Let’s Rethink Participation at Our Meetings

Written by ida

March 22, 2012

“No one participates.” This is a common complaint that leaders often have about the meetings they lead. Is this problem happening at your meetings too?

You probably have a good understanding of the word participation, but let’s begin with a dictionary definition anyway. The Oxford dictionary tells us that participation is “the action of taking part in something”.  Interestingly, it gives us no parameters on the how, when, or where of taking part.  This is important because whenever clients raise the lack of participation problem, under it all, they are really saying that few people speak up and actually say anything at a meeting.

In actuality, participation can take several forms. People might be
•    speaking to the entire group
•    speaking to a sub-group of the whole
•    thinking (having been inspired by a question or comment made by someone else at the meeting)
•    brainstorming on paper or on a white board

The dictionary definition doesn`t put any restrictions on the action of participating. We don`t need to restrict our vision of participation either.

A Revised Perspective on Participation

Let’s agree that it doesn’t matter how your attendees participate, only that they do.
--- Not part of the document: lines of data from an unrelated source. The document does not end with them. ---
Issue #375, opened 2015-04-28
Need to generalise data input mechanisms.


jeromekelleher:
We currently use DATA_SOURCE which points to a directory containing subdirectories `reads`, `variants` and `references`. One possibility would be to have a `REFERENCES` config variable that is a list of directories (or SQLite DBs for graph mode?), each containing a single `ReferenceSet`. We could have another variable `DATASETS` which contains a list of directories, each of which has the required `variants` and `reads` subdirectories. 

We should also consider the issues of auth down the line, and how we associate permissions with datasets (or at lease, choose a mechanism which will allow for this).

dcolligan:
Why can't we have DATA_SOURCE point to a directory of structure:
```
/root
  /dataset1
    /reads
    /variants
    /references
  /dataset2
 ...
```
The three things that a dataset is supposed to enforce (access control, billing, provenance) seem to be applicable to all three data types, correct?

jeromekelleher:
This is what we started out with initially, but various people thought that it was important that each dataset is associated with it's own independent directory. I don't really have a strong opinion on this: I think we should play this by ear, and see what works out as the simplest approach when we start adding ACLs to the datasets.

One thing though is that `references` are *not* contained in a dataset. These are definitely a separate thing (we expect lots of datasets, and one or two referencesets, at most).

dcolligan:
Ok, why don't we keep the single DATA_SOURCE variable and have it point to a directory tree of this structure:
```
/root
  /references
  /dataset1
    /reads
    /variants
  /dataset2
    /reads
    /variants
  ...
```
That is, any directory under the root not named "references" is considered a dataset.  This seems simpler to me than adding variables to our server config, and we're imposing a directory structure on the end user either way, so not go with the simpler one?

jeromekelleher:
I'm happy with this, so let's go with your approach unless someone shouts out with a good reason not to.

dcolligan:
Fixed in #420

PR #420, opened 2015-05-20
375 datasets

dcolligan:
Mandate single dataset for server data

Issue #375


ga4gh/backend.py
```diff
@@ -184,30 +182,31 @@ class AbstractBackend(object):
...
         """
-        return list(self._variantSetIdMap.values())
+        return list(self.getDataset().getVariantSetIdMap().values())
 
     def getReadGroupSets(self):
         """
         Returns the list of ReadGroupSets in this backend.
         """
-        return list(self._readGroupSetIdMap.values())
+        return list(self.getDataset().getReadGroupSetIdMap().values())
```
jeromekelleher: These methods are only used by the frontend code for displaying the dataset summaries. We should just move the `getReadGroupSets` and `getVariantSets` methods into DataSet, and have the frontend code work directly with the dataset object.

ga4gh/backend.py
```diff
@@ -184,30 +182,31 @@ class AbstractBackend(object):
...
-        self._readGroupSetIds = []
-        self._readGroupIds = []
-        self._readGroupIdMap = {}
         self._requestValidation = False
         self._responseValidation = False
         self._defaultPageSize = 100
         self._maxResponseLength = 2**20  # 1 MiB
+        self._dataset = datasets.AbstractDataset()
+
+    def getDataset(self):
```
jeromekelleher: Very good; I assume the idea here is that this will take a dataset Id in the future (when we have more than one dataset), and we'll use this to get the right dataset?

ga4gh/datamodel/datasets.py
```diff
@@ -0,0 +1,109 @@
...
+    """
+    def __init__(self):
+        self._variantSetIds = []
+        self._variantSetIdMap = {}
+        self._readGroupSetIds = []
+        self._readGroupSetIdMap = {}
+        self._readGroupIds = []
+        self._readGroupIdMap = {}
+
+    def getDirectory(self):
```
jeromekelleher: It would be nice to docstring these methods in the abstract class. It's not blindingly obvious what the IDs and maps are for, so we should explain that through these comments.

jeromekelleher:
This a great PR, thanks @dcolligan! A few minor nits above, but very much in favour of this in general.

ga4gh/backend.py
dcolligan: Yes, there will have to be modifications made when the number of datasets > 1.

dcolligan:
@jeromekelleher just pushed an update addressing your concerns

jeromekelleher:
Superb; +1.

jeromekelleher:
Can you rebase this please @dcolligan?

dcolligan:
@jeromekelleher done

jeromekelleher:
Excellent; thanks @dcolligan. Merging.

That leaves it open to many possibilities:

Here are a few examples of the possible parameters for participation during a meeting.

Task: idea generation, updating, problem-solving, decision-making
Group size: individual or groups of 2, 3, or 4
Submission options:  written or oral
time: 10 minutes, 1 hour, a week

Let`s create a few permutations and combinations from these options. For example, an individual can participate by spending five minutes thinking about the solution to a problem and then submitting it orally to the entire group at the meeting. In another situation, you might have a group of three people engaging in a problem-solving discussion for fifteen minutes and then writing up a list of possible solutions on a wall chart. You get it. The possibilities are endless.

When it comes to participation, what leaders truly need from their attendees is input in the form of opinions, analysis, suggestions, questions, etc. Luckily, there are many ways of achieving that goal. In a future blog post, you will learn a little more about orchestrating participation.